To do:
Nothing after the line containing "- If the object moved from a public" belongs in the answer; write out exactly every line from the start of the material up to it, including it.
**********
PR #58, opened 2024-09-13
Private images and documents

ababic:

Groundwork for using a collections hierarchy with fixed "Public" and "Private" roots for determining the privacy of individual objects, and to determine what ACLs should be set on their related files.

The abstract `PrivateMediaCollectionMember` model is where most of the magic happens. When an individual object is saved, it:
- Tracks any changes to privacy and sets `is_private` and `privacy_last_changed` field values accordingly
- If the object moved from a private to public collection, it sets the `last_public_collection` field value to equal the current `collection` value
- If the object moved from a public to a private collection, it sets the `last_private_collection` field value to equal the current `collection` value

In addition, it also provides methods for:
- Changing an object's `collection` value to the most appropriate 'public' collection
- Changing an object's `collection` value to the most appropriate 'private' collection
- Setting the ACLs for all of an object's related files and recording when they have been updated successfully

And a custom Manager with methods for:
- Bulk-updating the `collection` value of objects to the most appropriate 'public' collection
- Bulk-updating the `collection` value of objects to the most appropriate 'private' collection
- Bulk-updaing ACLS for a list of objects (and recording when they have been updated successfully)

It also includes:
- A data migration to create the 'Public' and 'Private' collections
- A management command to retry failed ACL-setting attempts (run regularity to be confirmed)
- Middleware to prevent editing/deleting of the 'Public' and 'Private' collections in Wagtail
- Some patching of the 'Add to collection' bulk actions that appear in Wagtail on the image and document list views- so, if moving from a public to private (or private to public) collection, the privacy-related fields are updated, and ACLs on related files set accordingly
- Some patching of the Wagtail's 'CollectionForm' to prevent moving of sub-collections between the 'Private' and 'Public' branches. I did have a try at patching the underlying field to prevent selection in the first place, but the view modifies the querysets associated with the field, so it's difficult to get changes to 'stick', and the code was cumbersome as a result


ons_alpha/private_media/models.py
```diff
@@ -0,0 +1,217 @@
...
+
+        If all of the change requests are successful, the object's `acls_last_set`
+        datetime will be updated on completion, and `True` will  be returned.
+
+        If any of the change requests fail, the `acls_last_set` datetime will not
+        be updated, and `False` will be returned.
+        """
+        files = list(self.get_privacy_controlled_files())
+        failures = 0
+        for file in files:
```
RealOrangeOne:
```suggestion
        failures = 0
        for file in self.get_privacy_controlled_files():
```

ons_alpha/private_media/models.py
```diff
@@ -0,0 +1,217 @@
...
+            return False
+
+        self.acls_last_set = timezone.now()
+        return True
+
+    def get_privacy_controlled_files(self) -> Iterable[File]:
+        raise NotImplementedError
+
+    @classmethod
+    def bulk_make_public(cls, objects: list["PrivateMediaMixin"]) -> int:
```
RealOrangeOne: Issue: These feel like methods better assigned to the manager or queryset than the instance itself.

ons_alpha/private_media/models.py
```diff
@@ -0,0 +1,217 @@
...
+    def bulk_set_file_acls(cls, objects: list["PrivateMediaMixin"], acl_name: str) -> int:
+        """
+        For a list of objects of this type, set the ACLs for all related
+        files to either 'public' or 'private'. Returns the number of objects
+        for which all related files were successfully updated - which will
+        also have their 'acls_last_set' datetime updated.
+        """
+        successfully_updated = []
+        for obj in objects:
+            if obj.set_file_acls(acl_name):
```
RealOrangeOne: Question: Does `boto3` have an API to bulk update ACLs? I strongly suspect any performance issues will be from updating the ACLs in S3 rather than updating the DB.

ons_alpha/private_media/models.py
```diff
@@ -0,0 +1,217 @@
...
+        self.was_private_on_init = self.is_private
+
+    @property
+    def is_public(self) -> bool:
+        return not self.is_private
+
+    def determine_privacy(self) -> bool:
+        privacy_changed = False
+        self.is_private = self.collection.path.startswith(get_private_root_collection_path())
+        if self.is_private and not self.was_private_on_init:
```
RealOrangeOne: Nit: `was_private_on_init` seems to only be used here. It might be easier to store `was_private_on_init` in the function before setting `is_private`, since it's only read here to compare to the previous value of `is_private`

ons_alpha/private_media/models.py
```diff
@@ -0,0 +1,217 @@
...
+
+
+class PrivateMediaMixin(models.Model):
+    is_private = models.BooleanField(default=False, editable=False)
+    last_public_collection = models.ForeignKey(
+        Collection, null=True, editable=False, on_delete=models.SET_NULL, related_name="+"
+    )
+    last_private_collection = models.ForeignKey(
+        Collection, null=True, editable=False, on_delete=models.SET_NULL, related_name="+"
+    )
```
RealOrangeOne: Issue: Currently, if a user moves an object into a collection below one of these (say "Private" to "Private / Page 1"), `last_private_collection` isn't updated. It will be if the permission changes, but otherwise it's not. I'm not sure how much of a concern that is, but it's be nice to handle it.

ons_alpha/private_media/models.py
```diff
@@ -0,0 +1,217 @@
...
+                    # TODO: differentiate between general connection failures
+                    # and other issues that couldn't possibly result in success
+                    logger.exception("Failed to set ACL for file: %s.", repr(file))
+                    failures += 1
+                    continue
+
+        if failures:
+            return False
+
+        self.acls_last_set = timezone.now()
```
RealOrangeOne: Nit: if `files` is empty, this is still updated.

ons_alpha/private_media/models.py
ababic: True, but I don't think it's possible to make concrete models inherit the manager from an abstract model class... unless that's changed now?

ons_alpha/private_media/models.py
zerolab: it has batch operations:
https://boto3.amazonaws.com/v1/documentation/api/1.26.103/reference/services/s3control/client/create_job.html
https://aws.amazon.com/blogs/storage/updating-amazon-s3-object-acls-at-scale-with-s3-batch-operations/

ababic: @RealOrangeOne I was hoping for such a thing too, but couldn't find one unfortunately.

ons_alpha/private_media/models.py
ababic: Nice catch! Have updated `determine_privacy()` to set them regardless of a 'change in privacy' now

ons_alpha/private_media/models.py
ababic: I think that's okay. The purpose of `acls_last_set` is to work out whether setting of ACLs still needs to take place. If no files need to be updated at all, there are also no remaining acls to set, so that's fine.

ons_alpha/private_media/models.py
ababic: Okay, moved to a custom Manager class now

ons_alpha/private_media/models.py
ababic: Am going to leave this for now, as triggering batch operations seems way more complicated than it's worth

ons_alpha/private_media/middleware.py
```diff
@@ -0,0 +1,36 @@
...
+                request,
+                "Sorry, the root collections for this project are protected and cannot be edited.",
+            )
+            return redirect("wagtailadmin_collections:index")
+        if getattr(request.resolver_match, "view_name", "") == "wagtailadmin_collections:delete" and int(
+            view_kwargs["pk"]
+        ) in (utils.get_private_root_collection_id(), utils.get_public_root_collection_id()):
+            messages.warning(
+                request,
+                "Sorry, the root collections for this projectare protected and cannot be deleted.",
```
RealOrangeOne:
```suggestion
                "Sorry, the root collections for this project are protected and cannot be deleted.",
```

ons_alpha/private_media/signal_handlers.py
```diff
@@ -0,0 +1,104 @@
...
+
+    for ct_id, id_list in ids_by_ctype.items():
+        model_class = ContentType.objects.get_for_id(ct_id).model_class()
+        id_list = [model_class._meta.pk_field.to_python(id) for id in id_list]
+        private_objects_qs = model_class.objects.filter(id__in=id_list, is_private=True).select_related(
+            "collection", "last_public_collection", "last_private_collection"
+        )
+        if issubclass(model_class, AbstractImage):
+            private_objects_qs = private_objects_qs.prefetch_related("renditions")
+        model_class.objects.bulk_make_public(list(private_objects_qs))
```
RealOrangeOne, line 35: Question: What if an image is used on 2 pages? Currently, the first publish would make the image public - is that intended?

ons_alpha/private_media/signal_handlers.py
```diff
@@ -0,0 +1,104 @@
...
+        )
+        if issubclass(model_class, AbstractImage):
+            public_objects_qs = public_objects_qs.prefetch_related("renditions")
+        model_class.objects.bulk_make_private(list(public_objects_qs))
+
+
+def register_signal_handlers():
+    for page_model in PAGE_MODEL_CLASSES:
+        page_published.connect(publish_page_media_on_publish, sender=page_model, dispatch_uid="publish_media")
+        page_unpublished.connect(unpublish_page_media_on_unpublish, sender=page_model, dispatch_uid="unpublish_media")
```
RealOrangeOne: Suggestion: Can this be done by omitting the `sender` argument instead? Looping over the internal `PAGE_MODEL_CLASSES` feels like it's prone to a race condition, where the signal runs before some classes are loaded.

ons_alpha/private_media/utils.py
```diff
@@ -0,0 +1,131 @@
...
+from django.core.exceptions import ObjectDoesNotExist
+from django.db.models.fields.files import FieldFile
+from storages.backends.s3 import S3Storage
+from wagtail.models import Collection
+
+
+logger = logging.getLogger(__name__)
+
+
+_ROOT_COLLECTION_INFO = Local()
```
RealOrangeOne: Question: Given these collections are intended to be functionally immutable, any reason not to use an `lru_cache` here instead?

ons_alpha/private_media/utils.py
```diff
@@ -0,0 +1,131 @@
...
+        # In environments that don't use S3, return True immediately,
+        # as no futher action is needed, and there's nothing to go wrong!
+        logger.info(f"ACL setting is unnecessary for {file.name}")
+        return True
+
+    obj = file.storage.bucket.Object(file.name)
+    try:
+        obj_acl = obj.Acl()
+    except ClientError as e:
+        logger.debug(f"Failed to retreive ACL for {file.name}: {e!r}")
```
RealOrangeOne, line 101: Issue: Use `logger.exception` to properly capture the exception, rather than trying to stringify it in the message. This also correctly reports to tools like Sentry.

ons_alpha/private_media/middleware.py
```diff
@@ -0,0 +1,36 @@
...
+
+
+class PreventRootCollectionChangesMiddleware:
+    """
+    A custom Middleware that prevents editing or deletion of the special 'Private' and
+    'Public' collections used by this project to restrict access to private media.
+    """
+
+    def __init__(self, get_response):
+        self.get_response = get_response
```
RealOrangeOne, line 12: Suggestion: Raise `MiddlewareNotUsed` when in `settings.IS_EXTERNAL_ENV`. This will reduce the extra overhead of a migration.

ons_alpha/private_media/middleware.py
```diff
@@ -0,0 +1,36 @@
...
+
+    def __call__(self, request):
+        return self.get_response(request)
+
+    def process_view(self, request, view_func, view_args, view_kwargs):  # pylint: disable=unused-argument
```
RealOrangeOne, line 17: Question: Could this be done with another monkey-patch, rather than needing a complete middleware for a few small cases.

docker-compose.yml
```diff
@@ -6,6 +6,7 @@ services:
         BUILD_ENV: dev
         POETRY_INSTALL_ARGS: ''
       target: dev
+    env_file: .env
```
RealOrangeOne, line 9: Question: What's the reason for this change?

ons_alpha/private_media/signal_handlers.py
ababic: Thanks for sense-checking @RealOrangeOne! Yes, that is the intended behaviour. By publishing a page, you also publish all media used on that page. It's okay for a draft page to be referencing a mix of private and public media, but problematic for a published page to be referencing private media.

ons_alpha/private_media/signal_handlers.py
ababic: Happy to give that a go!

ons_alpha/private_media/utils.py
ababic: I see what you mean. The main problem I was trying to solve was making these values available cheaply when creating or updating a lot of things in bulk, which this achieves. Despite the context, I can't help but feel reticent about caching things for longer. Let me think on this a bit more.

ons_alpha/private_media/utils.py
ababic: Yes, that is how it was implemented originally... However, I'm concerned about raising exceptions for things that the code simply cannot avoid... Especially when we already have a plan for retrying. I'm not sure it's something that would be useful in the longer term (I think it would just be an annoyance).

ons_alpha/private_media/middleware.py
ababic: @RealOrangeOne I'm not so sure about this one. The data migration creates the collections regardless of environment setup (including in tests), so I'd rather they be protected regardless too. There is no hard requirement for this item being included in `MIDDLEWARE`,  so I feel it might just be clearer to leave it out when not required. Does that make sense to you?

ons_alpha/private_media/middleware.py
ababic: Possibly, but I do really hate the monkey-patching too.... It's way way too easy for things to break in odd, difficult to pin-down ways. Try fudging one of the imports in a patch and see what happens :( Middleware is definitely the lesser of two evils, I think

docker-compose.yml
ababic: I was having trouble getting the Docker container to pick up the `.env` file I created locally (containing the test AWS bucket creds). It only seemed to work after adding this change, then trashing and rebuilding the container.

ons_alpha/private_media/signal_handlers.py
```diff
@@ -0,0 +1,103 @@
...
+        ids_by_ctype[ct_id].append(obj_id)
+
+    for ct_id, id_list in ids_by_ctype.items():
+        model_class = ContentType.objects.get_for_id(ct_id).model_class()
+        id_list = [model_class._meta.pk_field.to_python(id) for id in id_list]
+        public_objects_qs = model_class.objects.filter(id__in=id_list, is_private=False).select_related(
+            "collection", "last_public_collection", "last_private_collection"
+        )
+        if issubclass(model_class, AbstractImage):
+            public_objects_qs = public_objects_qs.prefetch_related("renditions")
```
MebinAbraham, line 56: To clarify this will handle renditions and ensure any generated ones will be made private?

MebinAbraham (commented):
I think there are a few changes we need to make for this to be a suitable solution. IMHO, not a fan of the level of overrides/money patching so we will need to ensure this implementation in Beta is well tested and so that we have confidence in the solution. However, this does get us mostly there.

- We should disable the ability to upload any images to non private collections. We cannot rely on user's selecting the correct collection. Have agreed that tying images/docs to a page's publish status is appropriate.
- The media library should only show "Public" images which can be re-used.
- Optional: Users can only re-use "private" images within the same page. (the scope of this is not clear i.e should this be folder level, release series level etc, will depended on RBAC model we choose).
- Something we may have to do for Beta is, if a page is public but the image/doc's ACL is still set to private for whatever reason (i.e delays, API errors etc), we would want to serve the images/doc via the app.

ons_alpha/private_media/signal_handlers.py
ababic: Yes, `bulk_make_private()` calls each objects `get_privacy_controlled_files()` method, which, for images, includes the source file, and those of any renditions.

ababic:
Thanks for taking a look @MebinAbraham. To address your points:

- We should disable the ability to upload any images to non private collections.

Could we create a separate ticket for this one and make sure we flesh out the requirements fully? My main concern here is that Wagtail allows bulk uploading and individual uploading of media directly into each library, which is convenient. When that is the case, how do we know that the media should be private? What are we expecting in terms of editor numbers and levels of access? Would locking this down not just get in the way of lower-access users uploading media for use on non-sensitive pages?

I wonder if there's scope here to do something at the chooser level, so that when adding media for a specific page (from the page editor interface), we can use the page type and status to select an appropriate collection automatically?

- The media library should only show "Public" images which can be re-used.

Again, this is a tricky one. Wouldn't it be perfectly valid for a user putting together a sensitive page to be able to find media they uploaded to tweak things like descriptive text or a focal point for images?

This is a problem Wagtail already solves by allowing collection permissions to be assigned to specific groups. For example, users in the "Publishing officer" group can see and manage everything in all collections, but a lower-level editor might only be able to see things under "Public". We should try to lean on this as much as possible to avoid more hacks. It's just a case of thinking about what permission groups are needed, and creating them.

- Optional: Users can only re-use "private" images within the same page. (the scope of this is not clear i.e should this be folder level, release series level etc, will depended on RBAC model we choose)

As suggested above, this would be entirely possible with the correctly configured permission groups. There could be a peice of work we could do to automatically create and configure groups for some pages - but, that might not even be needed. I propose we revisit this once we have a clearer idea about the levels of users and their specific needs. 

- Something we may have to do for Beta is, if a page is public but the image/doc's ACL is still set to private for whatever reason (i.e delays, API errors etc), we would want to serve the images/doc via the app.

The idea behind the management command included here is that it would be running in the background to identify any media whose ACLs have not yet been successfully updated to reflect a privacy change, and retry on a regular basis. Once set successfully, the `acls_last_set` value would be updated, and the command would stop retrying for that particular item.

ababic:
@MebinAbraham And regarding the monkey-patches, we are of course aligned on that front. Currently though, we simply don't have a choice. Wagtail is never going to have hooks to allow absolutely anything to be overridden in a declaritive way. Custom concepts like this will always require a patch of sorts.

I do have a pretty reliable method for overriding entire views via Middleware, which is a fair bit more predictable (as can be found in officially supported packages like [wagtail-bynder](https://github.com/torchbox/wagtail-bynder/blob/main/src/wagtail_bynder/middleware.py)). You get a complete alternative view as a testable unit. But, technically, it's still a hack.

MebinAbraham (approved):

zerolab:
💪🏼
**********
Result:
PR #58, opened 2024-09-13
Private images and documents

ababic:

Groundwork for using a collections hierarchy with fixed "Public" and "Private" roots for determining the privacy of individual objects, and to determine what ACLs should be set on their related files.

The abstract `PrivateMediaCollectionMember` model is where most of the magic happens. When an individual object is saved, it:
- Tracks any changes to privacy and sets `is_private` and `privacy_last_changed` field values accordingly
- If the object moved from a private to public collection, it sets the `last_public_collection` field value to equal the current `collection` value
- If the object moved from a public to a private collection, it sets the `last_private_collection` field value to equal the current `collection` value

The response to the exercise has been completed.